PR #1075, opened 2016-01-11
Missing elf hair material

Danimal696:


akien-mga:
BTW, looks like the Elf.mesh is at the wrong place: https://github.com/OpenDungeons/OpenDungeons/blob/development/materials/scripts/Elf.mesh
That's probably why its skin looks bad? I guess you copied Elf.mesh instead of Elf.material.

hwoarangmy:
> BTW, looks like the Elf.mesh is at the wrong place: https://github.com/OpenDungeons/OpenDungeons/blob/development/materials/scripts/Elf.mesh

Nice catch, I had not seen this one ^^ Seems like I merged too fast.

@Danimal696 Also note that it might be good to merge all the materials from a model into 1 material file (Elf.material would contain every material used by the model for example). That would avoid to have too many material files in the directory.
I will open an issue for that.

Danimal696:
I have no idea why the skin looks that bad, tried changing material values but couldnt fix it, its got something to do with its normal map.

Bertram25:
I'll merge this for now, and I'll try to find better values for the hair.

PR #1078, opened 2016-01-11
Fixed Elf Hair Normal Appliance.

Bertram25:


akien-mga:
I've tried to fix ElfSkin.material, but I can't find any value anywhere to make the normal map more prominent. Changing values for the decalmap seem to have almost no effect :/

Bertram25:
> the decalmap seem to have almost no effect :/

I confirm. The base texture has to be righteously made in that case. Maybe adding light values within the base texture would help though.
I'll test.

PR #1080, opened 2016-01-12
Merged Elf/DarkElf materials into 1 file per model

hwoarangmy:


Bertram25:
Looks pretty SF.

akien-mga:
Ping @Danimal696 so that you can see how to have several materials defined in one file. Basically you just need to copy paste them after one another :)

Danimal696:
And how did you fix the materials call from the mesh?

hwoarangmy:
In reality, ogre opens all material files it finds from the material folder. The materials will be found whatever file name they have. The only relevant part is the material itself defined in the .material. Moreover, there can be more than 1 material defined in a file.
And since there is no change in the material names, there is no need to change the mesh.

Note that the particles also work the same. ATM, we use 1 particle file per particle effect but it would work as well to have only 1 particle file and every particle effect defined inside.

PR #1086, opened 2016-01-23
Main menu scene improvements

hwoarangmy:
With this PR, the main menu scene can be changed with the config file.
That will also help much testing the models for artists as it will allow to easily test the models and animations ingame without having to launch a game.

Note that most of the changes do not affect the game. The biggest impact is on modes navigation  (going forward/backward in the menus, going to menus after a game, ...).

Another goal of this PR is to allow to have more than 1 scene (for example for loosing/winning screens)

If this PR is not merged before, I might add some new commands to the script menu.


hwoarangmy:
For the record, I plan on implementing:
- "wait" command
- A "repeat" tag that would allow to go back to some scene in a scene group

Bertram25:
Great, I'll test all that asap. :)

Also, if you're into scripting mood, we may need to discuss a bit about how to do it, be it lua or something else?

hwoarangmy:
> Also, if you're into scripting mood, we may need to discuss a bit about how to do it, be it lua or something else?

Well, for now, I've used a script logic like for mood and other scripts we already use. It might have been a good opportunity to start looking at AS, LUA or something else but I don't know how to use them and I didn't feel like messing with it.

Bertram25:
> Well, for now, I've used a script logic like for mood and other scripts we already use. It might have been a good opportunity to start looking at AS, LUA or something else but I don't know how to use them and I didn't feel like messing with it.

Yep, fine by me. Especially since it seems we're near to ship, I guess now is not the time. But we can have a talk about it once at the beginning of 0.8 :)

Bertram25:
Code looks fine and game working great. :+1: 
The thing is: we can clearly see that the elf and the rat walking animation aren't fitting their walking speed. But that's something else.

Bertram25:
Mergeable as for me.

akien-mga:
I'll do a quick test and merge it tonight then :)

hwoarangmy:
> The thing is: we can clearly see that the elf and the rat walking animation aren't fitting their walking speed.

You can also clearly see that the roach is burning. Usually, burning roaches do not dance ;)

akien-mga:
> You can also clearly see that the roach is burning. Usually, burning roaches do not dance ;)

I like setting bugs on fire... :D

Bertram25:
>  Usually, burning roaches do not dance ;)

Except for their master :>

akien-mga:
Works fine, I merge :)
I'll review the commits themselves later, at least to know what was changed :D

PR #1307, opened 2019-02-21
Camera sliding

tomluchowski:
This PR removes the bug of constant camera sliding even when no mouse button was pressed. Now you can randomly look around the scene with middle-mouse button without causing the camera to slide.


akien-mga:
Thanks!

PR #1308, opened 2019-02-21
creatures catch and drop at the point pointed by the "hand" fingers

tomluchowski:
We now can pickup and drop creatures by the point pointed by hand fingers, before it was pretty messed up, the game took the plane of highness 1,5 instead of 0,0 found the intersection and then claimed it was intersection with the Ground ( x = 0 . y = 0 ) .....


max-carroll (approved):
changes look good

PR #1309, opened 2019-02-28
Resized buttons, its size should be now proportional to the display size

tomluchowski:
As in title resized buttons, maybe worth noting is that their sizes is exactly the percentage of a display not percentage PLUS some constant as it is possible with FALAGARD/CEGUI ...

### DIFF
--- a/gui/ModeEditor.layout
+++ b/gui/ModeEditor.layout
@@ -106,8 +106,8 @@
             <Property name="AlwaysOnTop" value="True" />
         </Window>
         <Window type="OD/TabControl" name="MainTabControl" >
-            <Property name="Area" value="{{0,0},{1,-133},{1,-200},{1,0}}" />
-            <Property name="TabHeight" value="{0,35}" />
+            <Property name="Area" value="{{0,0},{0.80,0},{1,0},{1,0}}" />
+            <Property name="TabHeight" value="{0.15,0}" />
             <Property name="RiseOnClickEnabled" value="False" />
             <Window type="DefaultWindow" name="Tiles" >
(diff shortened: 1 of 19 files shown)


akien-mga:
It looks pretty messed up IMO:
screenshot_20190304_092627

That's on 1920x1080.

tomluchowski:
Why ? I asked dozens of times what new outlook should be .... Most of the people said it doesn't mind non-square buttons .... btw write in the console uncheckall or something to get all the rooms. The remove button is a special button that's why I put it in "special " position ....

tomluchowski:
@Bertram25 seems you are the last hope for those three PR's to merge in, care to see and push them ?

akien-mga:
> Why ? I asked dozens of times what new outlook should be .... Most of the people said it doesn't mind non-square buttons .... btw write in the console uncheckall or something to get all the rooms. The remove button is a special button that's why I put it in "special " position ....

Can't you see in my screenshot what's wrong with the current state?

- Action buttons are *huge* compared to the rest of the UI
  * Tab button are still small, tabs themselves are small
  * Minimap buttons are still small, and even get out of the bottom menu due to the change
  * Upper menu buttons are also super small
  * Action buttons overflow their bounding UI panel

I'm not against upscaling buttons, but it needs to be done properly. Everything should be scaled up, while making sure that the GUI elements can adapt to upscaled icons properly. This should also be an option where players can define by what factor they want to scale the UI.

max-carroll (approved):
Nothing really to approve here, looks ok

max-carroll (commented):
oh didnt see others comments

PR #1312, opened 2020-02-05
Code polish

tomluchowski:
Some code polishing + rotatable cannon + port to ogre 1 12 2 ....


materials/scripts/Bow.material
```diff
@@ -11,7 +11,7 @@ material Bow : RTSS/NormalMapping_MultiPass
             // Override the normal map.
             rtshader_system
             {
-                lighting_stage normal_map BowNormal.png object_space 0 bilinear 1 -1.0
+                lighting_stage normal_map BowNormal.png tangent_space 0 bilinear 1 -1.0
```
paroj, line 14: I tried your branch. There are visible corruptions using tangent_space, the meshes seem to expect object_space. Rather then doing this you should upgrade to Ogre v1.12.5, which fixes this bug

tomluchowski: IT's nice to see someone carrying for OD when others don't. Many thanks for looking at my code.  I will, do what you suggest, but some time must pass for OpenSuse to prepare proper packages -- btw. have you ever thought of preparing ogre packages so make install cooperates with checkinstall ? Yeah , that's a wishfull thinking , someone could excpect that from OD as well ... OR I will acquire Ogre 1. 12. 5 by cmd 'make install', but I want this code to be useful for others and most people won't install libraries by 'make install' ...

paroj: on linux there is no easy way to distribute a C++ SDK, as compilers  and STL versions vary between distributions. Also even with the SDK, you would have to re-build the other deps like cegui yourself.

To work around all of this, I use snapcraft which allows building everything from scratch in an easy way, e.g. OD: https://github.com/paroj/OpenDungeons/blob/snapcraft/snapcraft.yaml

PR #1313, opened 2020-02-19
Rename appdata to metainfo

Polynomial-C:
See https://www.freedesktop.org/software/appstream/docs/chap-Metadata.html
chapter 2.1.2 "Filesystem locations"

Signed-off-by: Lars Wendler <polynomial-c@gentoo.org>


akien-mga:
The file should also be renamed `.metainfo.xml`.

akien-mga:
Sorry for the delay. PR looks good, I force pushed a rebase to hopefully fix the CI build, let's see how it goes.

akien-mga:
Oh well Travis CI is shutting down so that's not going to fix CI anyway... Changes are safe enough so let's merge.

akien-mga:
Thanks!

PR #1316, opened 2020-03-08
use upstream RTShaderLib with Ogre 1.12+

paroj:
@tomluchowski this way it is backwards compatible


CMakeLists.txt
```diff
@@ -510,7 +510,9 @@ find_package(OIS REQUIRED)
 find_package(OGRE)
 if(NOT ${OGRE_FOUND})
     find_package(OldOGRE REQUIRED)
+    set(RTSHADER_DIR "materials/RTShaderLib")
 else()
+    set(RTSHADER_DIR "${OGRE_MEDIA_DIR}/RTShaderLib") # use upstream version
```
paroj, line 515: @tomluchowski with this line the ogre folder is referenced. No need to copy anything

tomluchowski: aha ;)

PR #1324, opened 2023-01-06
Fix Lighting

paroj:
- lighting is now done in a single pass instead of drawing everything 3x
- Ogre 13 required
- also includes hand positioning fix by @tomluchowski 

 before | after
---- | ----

****

### Work instructions
Which of the lines above hold the string "effect"? Copy each one.

### Exercise output
I've tried to fix ElfSkin.material, but I can't find any value anywhere to make the normal map more prominent. Changing values for the decalmap seem to have almost no effect :/
> the decalmap seem to have almost no effect :/
Note that the particles also work the same. ATM, we use 1 particle file per particle effect but it would work as well to have only 1 particle file and every particle effect defined inside.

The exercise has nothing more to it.